Did you ever find your's yet RockinTimbz?


----------



## MONGO  (Feb 7, 2006)

I found him...







... i was moving some boxes around in the back of my closet and found him behind some shoeboxes. He was real dried up, turned red in color from blue, but didnt smell at all and didnt leave a stain on the carpet. Here are a couple of pictures of him in the dustpan. Its sad that he died but at least its not a mystery anymore.

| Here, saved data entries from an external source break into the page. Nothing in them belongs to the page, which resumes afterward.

Issue #268, opened 2021-12-19
BUG: normal green space jacket is turned into dark green space jacket when leaving char create


Terrev:
### Make sure you've done the following:

- [X] I have checked that this issue has not already been reported.

- [X] I have validated that this issue is not a syntax error of either MySQL or SQLite.

- [X] I have pulled the latest version of the main branch of DarkflameServer and have confirmed that the issue exists there.

### Issue Description

in char create:

![image](https://user-images.githubusercontent.com/21133460/146666143-fb36a17d-4acc-4827-86de-36ee37855ee9.png)

result upon saving minifig:

![image](https://user-images.githubusercontent.com/21133460/146666153-71336b33-d333-49f9-844d-589de9e704f1.png)

![image](https://user-images.githubusercontent.com/21133460/146666167-20139a71-dfb7-4e85-85b7-c4846b046d5f.png)

seems the server gives you the wrong item in this case, probably just a typo in that massive switch statement that handles it or whatever

it's possible there's more like this, I just stumbled into finding this one by chance

### Reproduction steps

choose a normal green space jacket in cc

### Expected Behavior

you get an item that matches that color+decal combo

### Environment

shoulder and back pain

Terrev:
update - definitely more than just the space jacket, but don't have time to look into specifics atm unfortunately

![image](https://user-images.githubusercontent.com/21133460/146726202-be848279-a56c-4d5f-8a38-e5d73de93e44.png)

![image](https://user-images.githubusercontent.com/21133460/146726217-4bd6c36a-ead3-4b0f-ad23-6605c645bc38.png)

![image](https://user-images.githubusercontent.com/21133460/146726353-665f261f-7988-4fa3-8caa-d6e82177ae1f.png)

![image](https://user-images.githubusercontent.com/21133460/146726371-73204875-e0ce-4ccd-8aa6-c6760c44911e.png)

Racater:
Can be closed

PR #293, opened 2021-12-22
Fix issue #268 : wrong shirt colors in the character selection

Racater:
This pull request fixes the issue #268 .
Now the characters will get the correct shirt color for shirts such as the space suit from the server following character creation (dark green and medium blue).
The error was probably due to a wrong copy and paste in the code.
Has been tested locally.

### DIFF
--- a/dGame/UserManager.cpp
+++ b/dGame/UserManager.cpp
@@ -566,10 +566,10 @@ void UserManager::LoginCharacter(const SystemAddress& sysAddr, uint32_t playerID
     }
 }
 
-uint32_t getShirtColorId(uint32_t color) {
+uint32_t GetShirtColorId(uint32_t color) {
 	
 	// get the index of the color in shirtColorVector
-	auto colorId = std::find (shirtColorVector.begin(), shirtColorVector.end(), color);
+	auto colorId = std::find(shirtColorVector.begin(), shirtColorVector.end(), color);
 	return color = std::distance(shirtColorVector.begin(), colorId);
 }
 
--- a/dGame/UserManager.cpp
+++ b/dGame/UserManager.cpp
@@ -582,7 +582,7 @@ uint32_t FindCharShirtID(uint32_t shirtColor, uint32_t shirtStyle) {
 	}
 
 	case 3: {
-		shirtID = shirtStyle >= 35 ? 5808 : SHIRT_DARK_GREEN;
+		shirtID = shirtStyle >= 35 ? 5748 : SHIRT_DARK_GREEN;
 		break;
 	}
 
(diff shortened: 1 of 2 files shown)


averysumner:
Looks good to me.

Jettford:
Maybe this should be replaced with a CDClient query such as this implementation of it. https://github.com/UchuServer/Uchu/blob/92894ace6f0f83ff1c9725b2bde58dfa4e883481/Uchu.Char/Handlers/CharacterHandler.cs#L97-L110

DarwinAnim8or (approved):

DarwinAnim8or:
@Racater hadn't seen your latest commit before reviewing, have you tested this works?

Racater:
@Jettford following your comment, I rewrote and simplified the code for the shirt at character creation. This way we remove this list of hardcoded values.

Racater:
This has been tested to work on my local server with all edge cases I could think of (first shirt style, last shirt style, different colors, etc.)

dGame/UserManager.cpp
```diff
@@ -566,114 +566,34 @@ void UserManager::LoginCharacter(const SystemAddress& sysAddr, uint32_t playerID
...
-		break;
-	}
-	}
-
-	// Initialize another variable for the shirt color
-	uint32_t editedShirtColor = shirtID;
-
-	// This will be the final shirt ID
-	uint32_t shirtIDFinal;
+uint32_t getShirtColorId(uint32_t color) {
```
MickVermeulen, line 569: This should be CamelCase

dGame/UserManager.cpp
```diff
@@ -566,114 +566,34 @@ void UserManager::LoginCharacter(const SystemAddress& sysAddr, uint32_t playerID
...
+	
+	// get the index of the color in shirtColorVector
+	auto colorId = std::find (shirtColorVector.begin(), shirtColorVector.end(), color);
```
MickVermeulen, line 572: `std::find (` should be `std::find(`

MickVermeulen (changes requested):
Have some code style comments.

dGame/UserManager.cpp
Racater: done

dGame/UserManager.cpp
Racater: fixed

MickVermeulen (approved):
Yeah LGTM, @DarwinAnim8or you assigned yourself for review, do you still plan on doing that or was it a misclick (given that you already approved before :P)

DarwinAnim8or (approved):

Issue #286, opened 2021-12-21
Anvil of armor and etc no longer work


MustacheMan2:
### Make sure you've done the following:

- [X] I have checked that this issue has not already been reported.

- [X] I have validated that this issue is not a syntax error of either MySQL or SQLite.

- [X] I have pulled the latest version of the main branch of DarkflameServer and have confirmed that the issue exists there.

### Issue Description

Anvil of armor and similar items no longer drop their powerups, broken from a recent commit, not sure which one though.

### Reproduction steps

place a cauldron of life, anvil of armor, etc. no power ups will drop.

### Expected Behavior

they should be dropping the powerups they say they will drop.

### Environment

ubuntu server

metric-ambient:
Me and my friend also having this bug since updating last night.

FutronBob:
Can confirm, been having this bug for the last couple days.  My guess would be from the loot table changes.

averysumner:
Has this persisted?

PR #294, opened 2021-12-22
Fix loot crash

Wincent01:
When applied this commit fixes a crash with the loot system due to a missing nullptr check.


BeeatZz:
hey sorry to bother but how do i apply this? i know next to nothing :(

Xiphoseer:
I think this PR might be causing #286, as this fix assumes that no object without a missions component will ever roll loot.

PR #1370, opened 2023-12-30
feat: add DLU_CONFIG_DIR env var

Xiphoseer:
This introduces a new env var `DLU_CONFIG_DIR` that can be set to be an absolute path or relative to the server binary where dConfig will look for its ini files. This is mostly useful for docker/k8s setups with mounted config files, everything else can keep using the main directory.

### DIFF
--- a/dCommon/dConfig.cpp
+++ b/dCommon/dConfig.cpp
@@ -10,7 +10,7 @@ dConfig::dConfig(const std::string& filepath) {
 	LoadConfig();
 }
 
-std::filesystem::path getConfigDir() {
+std::filesystem::path GetConfigDir() {
 	std::filesystem::path config_dir = BinaryPathFinder::GetBinaryDir();
 	if (const char* env_p = std::getenv("DLU_CONFIG_DIR")) {
 		config_dir /= env_p;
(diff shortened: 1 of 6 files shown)


aronwk-aaron (dismissed):

dCommon/dConfig.cpp
```diff
@@ -10,16 +10,31 @@ dConfig::dConfig(const std::string& filepath) {
 	LoadConfig();
 }
 
+std::filesystem::path getConfigDir() {
```
EmosewaMC, line 13: PascalCase for fns

dCommon/dConfig.cpp
```diff
@@ -10,16 +10,31 @@ dConfig::dConfig(const std::string& filepath) {
...
+	std::filesystem::path config_dir = BinaryPathFinder::GetBinaryDir();
+	if (const char* env_p = std::getenv("DLU_CONFIG_DIR")) {
```
EmosewaMC, line 15: nit: what would you think about this being a string_view instead of a raw const char*?

Xiphoseer: It's the actual return of that fn and it works with the nullptr check, its a std function that we can't change, and we immediately pass it to /=

dCommon/dConfig.cpp
Xiphoseer: Also for private/local ones?

EmosewaMC (approved):
lgtm

dCommon/dConfig.cpp
EmosewaMC: Yeah, we do PascalCast across the board afaik.  Don't think i've seen an occurrence where we use camelCase for a function

aronwk-aaron (approved):

PR #1373, opened 2023-12-31
fix: improve our docker config

### LINKED ISSUE #417: BUG: Docker Compose server fails to connect to database in some cases

### LINKED ISSUE #418: BUG: Server Docker container keeps running after server exited

### Issue Description

When the server exits inside the Docker container (e.g. because it is shut down, due to setup failure or crash), the container keeps running indefinitely, due to this:
https://github.com/DarkflameUniverse/DarkflameServer/blob/f6558aa31ecf873bacbc9b4d4366a89b5f24b4e2/docker/start_server.sh#L49

This is rather confusing because it is not obvious that the server has exited, see also related #417.
Side note: Currently the server might also erroneously exit with code 0 when the initial database connection fails; this will be fixed in #416, see [changed line](https://github.com/DarkflameUniverse/DarkflameServer/pull/416/files#diff-c5aa6f99cf9b296845bd9f91122e84694fe5b5891822904ba6ed964bfc63ea53R121).

I assume the reason why `tail -f /dev/null` was added is to inspect the container content after the server crashed. However, it appears there are alternatives such as [running the container again with a different entrypoint](https://stackoverflow.com/a/48892801).

### Reproduction steps

Use the Docker Compose setup and make the server startup fail, e.g. by modifying `docker-compose.yml` to use different credentials for the database by changing changing the user name line to `MARIADB_USER=someone`.

### Expected Behavior

The Docker server container should exit when the server exited; ideally also preserving the exit code.

### Environment

WSL 2; Docker

### LINKED ISSUE #570: BUILD: Docker Compose file shows error with .env file

- [X] I have read the [installation guide](https://github.com/DarkflameUniverse/DarkflameServer/blob/main/README.md).

### DarkflameServer Version

66215da

### Platform

Windows

### Architecture

x86

### Error Logs

When I try to run "docker compose up -d --build" while being in the server directory, it says either ACCOUNT_MANAGER_SECRET or CLIENT_PATH is missing a value. That is not true, because ACCOUNT_MANAGER_SECRET is empty as it is said in the Docker.md and I did put the right path to my client (I use the unpacked version if that maybe the error). 

I get the following errors:

<details>

invalid interpolation format for services.account-manager.environment.[]: "required variable ACCOUNT_MANAGER_SECRET is missing a value: missing_account_secret". You may need to escape any $ with another $

invalid interpolation format for services.darkflame.volumes.[]: "required variable CLIENT_PATH is missing a value: missing_client_path". You may need to escape any $ with another $

</details>

aronwk-aaron:
greatly simplify docker and automaically build container and push to ghcr.io
fixes #570 
fixes #418
fixes #417

- Removes account manager as a submodule and repalces it with the nexus dashboard docker container
- Removed all the customs dockerfiles for things like mariadb
- Removed the need for users to build the image locally
- Change port config name in each servers to specific to what sever it is as to avoid env var name collisions
- Tested that the docker image works by locally building it and connecting to it with a client


Dockerfile
```diff
@@ -0,0 +1,35 @@
...
+	cmake .. && \
+	make -j2
+
+FROM gcc:latest as runtime
+
+WORKDIR /app
+
+COPY --from=build /app/build/*Server /app/
+COPY --from=build /app/build/*.ini /app/default-configs/
+COPY --from=build /app/build/*.so /usr/lib/
```
Xiphoseer, line 24: While this is technically correct, without another fix, this will be missing the `libmariadb.so`.

README.md
```diff
@@ -347,6 +348,43 @@ certutil -hashfile <file> SHA1
...
+    -e DLU_CONFIG_DIR=/app/configs \
+    -e DUMP_FOLDER=/app/dumps \
+    -p 1001:1001/udp \
+    -p 2005:2005/udp \
+    -p 3000-3300:3000-3300/udp \
+ghcr.io/darkflameuniverse/darkfameserver:latest
+```
+You will need to replace the `/path/to/`'s to reflect the paths on your host.
+
+Any config option in the `.ini`'s can be overridden with environmental variables: Ex: `log_to_console=1` from `shared_config.ini` would be overidden like  `-e LOG_TO_CONSOLE=0`
```
Xiphoseer, line 378: Maybe mention that all servers will pick it up, so service specific settings may have trouble and should use `{world,chat,auth,master}config.ini`

Xiphoseer: Ah neat, you fixed the cases where that would have been an issue (port)

aronwk-aaron: oh yeah, I think i put that in the PR description when opening it for review

Dockerfile
```diff
@@ -0,0 +1,35 @@
...
+
+WORKDIR /app
+
+RUN set -ex; \
+    apt-get update; \
+    apt-get install -y cmake
+
+COPY . /app/
+
+RUN sed -i 's/MARIADB_CONNECTOR_COMPILE_JOBS__=1/MARIADB_CONNECTOR_COMPILE_JOBS__=2/' /app/CMakeVariables.txt
```
EmosewaMC, line 11: This should be looking for `MARIADB_CONNECTOR_COMPILE_JOBS__=` instead of `MARIADB_CONNECTOR_COMPILE_JOBS__=1` as the latter will not be found if we on the master repo change it from the default

Dockerfile
```diff
@@ -0,0 +1,35 @@
...
+    apt-get install -y cmake
+
+COPY . /app/
+
+RUN sed -i 's/MARIADB_CONNECTOR_COMPILE_JOBS__=1/MARIADB_CONNECTOR_COMPILE_JOBS__=2/' /app/CMakeVariables.txt 
+
+RUN mkdir build
+RUN cd build && \
+	cmake .. && \
+	make -j2
```
EmosewaMC, line 16: Can this not be replaced with `./build.sh -j2`?  That file does the same work as is done here

entrypoint.sh
```diff
@@ -0,0 +1,5 @@
+#!/usr/bin/env bash
+
+cp -n /app/default-configs/* /app/configs/
```
Xiphoseer, line 3: Why copy in the entrypoint? Can you remove this and put master at the ENTRYPOINT directly?

Xiphoseer (dismissed):
with nits

entrypoint.sh
aronwk-aaron: this puts the files on disk. Which will be mounted, and make these files persistent.
This gives users the option to edit the configs on disk instead of using env vars if they so wish.

Same with vanity, allows users to edit them on the mounted disk.

I'm not sure if there's a better way to do this.
But I always like when images do this and I don't need to go manually grab default configs from whereever to put on my host disk

README.md
```diff
@@ -347,6 +348,43 @@ certutil -hashfile <file> SHA1
...
+    -v /path/to/dumps/:/app/dumps \
+    -v /path/to/res:/app/res:ro \
+    -v /path/to/resServer:/app/resServer \
+    -e DLU_CONFIG_DIR=/app/configs \
+    -e DUMP_FOLDER=/app/dumps \
+    -p 1001:1001/udp \
+    -p 2005:2005/udp \
+    -p 3000-3300:3000-3300/udp \
+ghcr.io/darkflameuniverse/darkfameserver:latest
+```
```
EmosewaMC, line 375: imo this should be moved to a shell.example file for people to edit instead in one place to just cut the middle man step of needing to copy this text into a file and instead of copy pasting a file and renaming it.  Plus then we can reference the example file by name and not have a huge docker container command in the readme

Dockerfile
```diff
@@ -0,0 +1,35 @@
+FROM gcc:latest as build
```
Xiphoseer, line 1: Just noticed: this should be a number, not `latest`, otherwise it'll break on its own down the line. Can be just the major semver component though, to get a bit of updates automatically.

docker-compose.yml
```diff
@@ -1,104 +1,147 @@
...
+      - HELP_2_SUMMARY=${HELP_2_SUMMARY:-Missing features?}
+      - HELP_3_SUMMARY=${HELP_3_SUMMARY:-Get smashed?}
+      - HELP_4_SUMMARY=${HELP_4_SUMMARY:-Want to contribute?}
+      - HELP_0_DESCRIPTION=${HELP_0_DESCRIPTION:-Go to the DarkflameServer repository on GitHub to view issues and discussions about the server emulator!<br/><br/><a href="https://github.com/DarkflameUniverse/DarkflameServer"><font color="#0000EE">Click Here to go there!</font></a><br/><br/>}
+      - HELP_1_DESCRIPTION=${HELP_1_DESCRIPTION:-Try switching networks, using a VPN, or using your phone's hotspot to resolve the issue.<br/><br/>}
+      - HELP_2_DESCRIPTION=${HELP_2_DESCRIPTION:-While DarkflameServer is a mostly complete emulator, there are still some features that aren't implemented. You can track these on the GitHub issues page.<br/><br/>}
+      - HELP_3_DESCRIPTION=${HELP_3_DESCRIPTION:-Skill issue!<br/><br/>}
+      - HELP_4_DESCRIPTION=${HELP_4_DESCRIPTION:-Visit Discussions on the DarkflameServer GitHub page<br/>to ask questions and collaborate with other devs!<br/><br/>}
+      - ALLOW_PLAYERS_TO_SKIP_CINEMATICS=${ALLOW_PLAYERS_TO_SKIP_CINEMATICS:-0}
```
EmosewaMC, line 96: I'm still not a fan of this huge copy paste here which is prone to errors, forgetting to update and is just messy overall.  Is there really no other possible way to do this more efficiently?

Dockerfile
```diff
@@ -0,0 +1,35 @@
...
+COPY . /app/
+
+RUN sed -i 's/MARIADB_CONNECTOR_COMPILE_JOBS__=1/MARIADB_CONNECTOR_COMPILE_JOBS__=2/' /app/CMakeVariables.txt 
+
+RUN mkdir build
+RUN cd build && \
+	cmake .. && \
+	make -j2
+
+FROM gcc:latest as runtime
```
Xiphoseer, line 18: same here, consider `debian:12`

Dockerfile
aronwk-aaron: yep, good catch. I meant to do this

Dockerfile
aronwk-aaron: Will try this

EmosewaMC (dismissed):
Because we are changing the port option name, we need to add a block of code to the CMakeLists.txt file to update a line that starts with `port=` and updates it to say auth_port etc.  This is a breaking change otherwise as some users may have had to change some of the default ports for things like WorldServer start or where MasterServer resides due to port collisions

README.md
aronwk-aaron: this is standard to have in the readme for containers

docker-compose.yml
aronwk-aaron: Just going to remove most of them and leave only the necessary ones

Dockerfile
aronwk-aaron: will need to modify the sed to just replace the whole line then

Dockerfile
```diff
@@ -0,0 +1,35 @@
...
+COPY --from=build /app/build/vanity /app/default-vanity
+COPY --from=build /app/build/navmeshes /app/navmeshes
+COPY --from=build /app/build/migrations /app/migrations
+COPY --from=build /app/build/*.dcf /app/
+COPY ./entrypoint.sh /app/
+RUN ldconfig
+# needed as the container runs with the root user
+# and therefore sudo doesn't exist
+ENV USE_SUDO_AUTH=0
+RUN chmod +x entrypoint.sh
```
EmosewaMC, line 34: Can entrypoint.sh not just have execute perms by default?

README.md
```diff
@@ -347,6 +348,43 @@ certutil -hashfile <file> SHA1
 Known good *SHA1* checksum of the Darkflame Universe client:
 - `91498e09b83ce69f46baf9e521d48f23fe502985` (packed client, zip compressed)
 
+# Docker
+
+## Standalone
+
+For standalone deployment, you can use the image provided via Github's Container Repository:
+`ghcr.io/darkflameuniverse/darkfameserver`
```
EmosewaMC, line 356: `darkfameserver`

README.md
EmosewaMC: Can't say I agree but alright

entrypoint.sh
```diff
@@ -0,0 +1,6 @@
+#!/usr/bin/env bash
+mkdir -p /app/configs/
+cp -n /app/default-configs/* /app/configs/
+mkdir -p /app/vanity/
+cp -n /app/default-vanity/* /app/vanity/
+cd /app/ && ./MasterServer
```
EmosewaMC, line 6: Should this file have `set -e` at the start?

Dockerfile
aronwk-aaron: I tried setting it to +x on my host and then building the container. And they did not work. So yes, this is required

entrypoint.sh
aronwk-aaron: Potentially, won't hurt to add it

Dockerfile
aronwk-aaron: https://stackoverflow.com/questions/27281965/docker-file-chmod-on-entrypoint-script

aronwk-aaron:
re-tested that this works and connected to a server running in docker with a client on the same host

entrypoint.sh
Xiphoseer: Some thoughts:
- I would argue this cp -n is worse than none by default because it doesn't diff, so once you upte you have stale config sitting there preventing a copy and you need to merge by hand again. I do see the appeal of default config files showing up on their own though.
- I'm worried that this is another place added to the already complex master startup that does magic. For k8s for example I need to rely on being able to replace entrypoint with WorldServers so this script must not have load bearing (fatal when skipped) side effects

aronwk-aaron: Stale configs is just part of it unfortunately. There is no remedy other than making the server possibly update the configs with new setting during startup and providing a sane default (which we could do that since we'll have the latest default configs in the container always)

All the necessary configs already exist and any new configs should only be superfluous with the default behavior that the setting would change being what happened before it was added.

This is 100% just a way to get a bootstrap on a fresh container.
Users of docker know they can modify the entrypoint in their run command if they need to do so, which I've personally rarely had to do. I'm assuming you're already modifying the entrypoint in k8's since you're deploying individual servers to separate pods (I think that terminology is correct)

aronwk-aaron: > There is no remedy other than making the server possibly update the configs with new setting during startup and providing a sane default

Having the configs be writable may be a concern as well, but that's a different discussion imo

Also, could just forsake this all and force the user to either do everything via env vars or know they need to bind mount the configs and the go grab them from the repo

And we should probably remove the dependency for the configs files needing to exist at all as well, but that can be a separate PR.

This is all just to get a MVP for docker without any server changes

aronwk-aaron:
`s/crash/exit/` on the last commit message

dMasterServer/MasterServer.cpp
```diff
@@ -81,43 +81,18 @@ int main(int argc, char** argv) {
...
-
-	if (!dConfig::Exists("worldconfig.ini")) {
-		LOG("Couldnt find worldconfig.ini");
-		return EXIT_FAILURE;
-	}
+	if (!dConfig::Exists("authconfig.ini")) LOG("Couldnt find authconfig.ini.");
+	if (!dConfig::Exists("chatconfig.ini")) LOG("Couldnt find chatconfig.ini");
+	if (!dConfig::Exists("masterconfig.ini")) LOG("Couldnt find masterconfig.ini");
+	if (!dConfig::Exists("sharedconfig.ini")) LOG("Couldnt find sharedconfig.ini");
+	if (!dConfig::Exists("worldconfig.ini")) LOG("Couldnt find worldconfig.ini");
```
EmosewaMC: Instead of removing checks like this please instead consider checking if there is an env var set which allows the bypass of the check inatead

dMasterServer/MasterServer.cpp
```diff
@@ -81,43 +81,18 @@ int main(int argc, char** argv) {
...
-	uint32_t clientNetVersion = 0;
-	if (!GeneralUtils::TryParse(Game::config->GetValue("client_net_version"), clientNetVersion)) {
-		LOG("Failed to parse (%s) as net version. Cannot start server as no clients could connect.",Game::config->GetValue("client_net_version").c_str());
-		LOG("As of version 1.1.1, client_net_version is required to be defined in sharedconfig.ini as opposed to in CMakeVariables.txt as NET_VERSION.");
-		LOG("Rerun cmake to ensure all config values exist. If client_net_version already exists in sharedconfig.ini, please ensure it is a valid number.");
-		LOG("like 171022");
-		return EXIT_FAILURE;
-	}
+	uint32_t clientNetVersion = 171022;
+	GeneralUtils::TryParse(Game::config->GetValue("client_net_version"), clientNetVersion);
```
EmosewaMC: Same here.

dMasterServer/MasterServer.cpp
aronwk-aaron: yep, already reveted these chagnes and am going to consider these changes in a different PR

Xiphoseer (dismissed):

EmosewaMC (approved):

Xiphoseer (approved):

PR #1375, opened 2024-01-01
fix: signal handling

Xiphoseer:
This PR improves graceful shutdown of the server binaries in the following ways:
- Fix signal handling (e.g. SIGTERM, Ctrl-C), so that we do as little as possible in the handler itself. This is mandated by POSIX because handlers might be called while inside functions like printf and it's not safe to call a logger or almost anything in there.
- Flush the logger in more places, including immediately before the server loops and in its destructor.
- Add SIGINT and SIGTERM handling to Auth and Chat.

WorldServer hasn't been updated completely yet, because I haven't gotten around to test that.

### DIFF
--- a/dAuthServer/AuthServer.cpp
+++ b/dAuthServer/AuthServer.cpp
@@ -1,6 +1,7 @@
 #include <iostream>
 #include <string>
 #include <ctime>
+#include <csignal>
 #include <chrono>
 #include <thread>
 
@@ -28,12 +29,17 @@ namespace Game {
 	Logger* logger = nullptr;
 	dServer* server = nullptr;
 	dConfig* config = nullptr;
-	bool shouldShutdown = false;
+	Game::signal_t lastSignal = 0;
 	std::mt19937 randomEngine;
 }
 
 Logger* SetupLogger();
 void HandlePacket(Packet* packet);
+
+void OnSignal(int signal)
+{
+    Game::lastSignal = signal;
+}
 
 int main(int argc, char** argv) {
 	constexpr uint32_t authFramerate = mediumFramerate;
@@ -41,6 +47,9 @@ int main(int argc, char** argv) {
 	Diagnostics::SetProcessName("Auth");
 	Diagnostics::SetProcessFileName(argv[0]);
 	Diagnostics::Initialize();
+
+	std::signal(SIGINT, OnSignal);
+	std::signal(SIGTERM, OnSignal);
 
 	//Create all the objects we need to run our service:
 	Game::logger = SetupLogger();
@@ -74,6 +83,7 @@ int main(int argc, char** argv) {
 		masterIP = masterInfo->ip;
 		masterPort = masterInfo->port;
 	}
+	LOG("Master is at %s:%d", masterIP.c_str(), masterPort);
 
 	Game::randomEngine = std::mt19937(time(0));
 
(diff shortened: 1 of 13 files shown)


dDatabase/GameDatabase/MySQL/Tables/Servers.cpp
```diff
@@ -14,10 +15,8 @@ std::optional<IServers::MasterInfo> MySQLDatabase::GetMasterInfo() {
...
 
-	MasterInfo toReturn;
-
-	toReturn.ip = result->getString("ip").c_str();
-	toReturn.port = result->getInt("port");
-
-	return toReturn;
+	return MasterInfo {
+		.ip = result->getString("ip").c_str(),
+		.port = static_cast<uint32_t>(result->getInt("port")),
```
EmosewaMC, line 20: this is only available in C++20

aronwk-aaron (approved):

aronwk-aaron (approved):

dAuthServer/AuthServer.cpp
```diff
@@ -28,20 +29,28 @@ namespace Game {
...
-	bool shouldShutdown = false;
+	Game::signal_t lastSignal = 0;
 	std::mt19937 randomEngine;
 }
 
 Logger* SetupLogger();
 void HandlePacket(Packet* packet);
 
+void OnSignal(int signal)
+{
```
EmosewaMC, line 40: nit: same line curly braces

dChatServer/ChatServer.cpp
```diff
@@ -33,21 +33,29 @@ namespace Game {
...
+	Game::signal_t lastSignal = 0;
 	std::mt19937 randomEngine;
 	PlayerContainer playerContainer;
 }
 
 Logger* SetupLogger();
 void HandlePacket(Packet* packet);
 
+void OnSignal(int signal)
+{
```
EmosewaMC, line 45: This block of code is repeated, would this be able to be moved to Servers.cpp or does each server require a definition like this?

dNet/dServer.cpp
```diff
@@ -39,7 +39,7 @@ class ReplicaReceiever : public ReceiveDownloadCompleteInterface {
 	}
 } ReceiveDownloadCompleteCB;
 
-dServer::dServer(const std::string& ip, int port, int instanceID, int maxConnections, bool isInternal, bool useEncryption, Logger* logger, const std::string masterIP, int masterPort, ServerType serverType, dConfig* config, bool* shouldShutdown, unsigned int zoneID) {
+dServer::dServer(const std::string& ip, int port, int instanceID, int maxConnections, bool isInternal, bool useEncryption, Logger* logger, const std::string masterIP, int masterPort, ServerType serverType, dConfig* config, Game::signal_t* lastSignal, unsigned int zoneID) {
```
EmosewaMC, line 42: Using Game namespace here kind of defeats the purpose of us passing a bunch if variables down to server, but that is something to fix later.

dNet/dServer.cpp
```diff
@@ -75,7 +75,9 @@ dServer::dServer(const std::string& ip, int port, int instanceID, int maxConnect
 	//Connect to master if we are not master:
 	if (serverType != ServerType::Master) {
 		SetupForMasterConnection();
-		ConnectToMaster();
+		if (!ConnectToMaster()) {
```
EmosewaMC, line 78: I believe this log will be a bit misleading; if I recall correctly, RakNet returning true from connect does not mean you are connected.  Is there a different way to phrase this possible failure to connect ti master?

dChatServer/ChatServer.cpp
Xiphoseer: Yes

aronwk-aaron (approved):

EmosewaMC (approved):

PR #1378, opened 2024-01-01
Feature: K8s

Xiphoseer:
This works for minikube, but is very much still WIP


Rindula:
If you need someone to test this somewhere else, I have a single node [k3s](https://k3s.io/) cluster at home where I could run this.

Rindula:
Using `hostpath` for the PVC is not quite working, is there a way to make this using the default storage provider?

Xiphoseer:
> Using `hostpath` for the PVC is not quite working, is there a way to make this using the default storage provider?

Probably yes, this was done as a first draft for use with `minikube mount /path/to/client:/luclient`. It's also raw `hostPath` in a pod not even a PVC.

For a complete setup, you're right, this should be a configurable PersistentVolume

PR #1379, opened 2024-01-02
feat: Add config update function

EmosewaMC:
Appends a new option to the specified file which contains the same contents as the old option, but with the updated name specified in the high level cmake.

Tested that I can run the cmake multiple times and a singular extra config option is generated with the same value as was in the previous option.

### DIFF
--- a/.gitignore
+++ b/.gitignore
@@ -122,3 +122,4 @@ docker/__pycache__
 docker-compose.override.yml
 
 !*Test.bin
+!cmake/*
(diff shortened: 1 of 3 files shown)


aronwk-aaron (dismissed):

Jettford (changes requested):
This should be in a .cmake file as a utility.

EmosewaMC:
there are you happy cmake

aronwk-aaron (dismissed):

Xiphoseer (approved):

Jettford (dismissed):

aronwk-aaron (approved):

Xiphoseer (approved):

I knew it was only a matter of time that I was going to find him.


----------



## odyssey (May 30, 2006)

man, thats lame, atleast he didnt stink.


----------



## the REASON (Jun 18, 2006)

haha it only took about a year to find him.


----------



## MONGO  (Feb 7, 2006)

:laugh: I tried but like all search and rescue missions they cant go on forever.


----------



## jmax611 (Aug 6, 2006)

when i moved i found a dead "reb lobster" and a fiddler crab


----------



## MONGO  (Feb 7, 2006)

jmax611 said:


> when i moved i found a dead "reb lobster" and a fiddler crab


did it smell? ... im thinking they wouldnt smell as much as like a dead mouse or rat since their skeletons are on the outside and the meats inside thats why I wasnt worried.


----------



## ICEE (Feb 3, 2007)

NJKILLSYOU said:


> haha it only took about a year to find him.










1 year lol anyway im suprised it didnt smell x100


----------



## skubasteve! (Feb 14, 2007)

Lol, I just read this whole thread. Congrats on the find.....looks tasty....


----------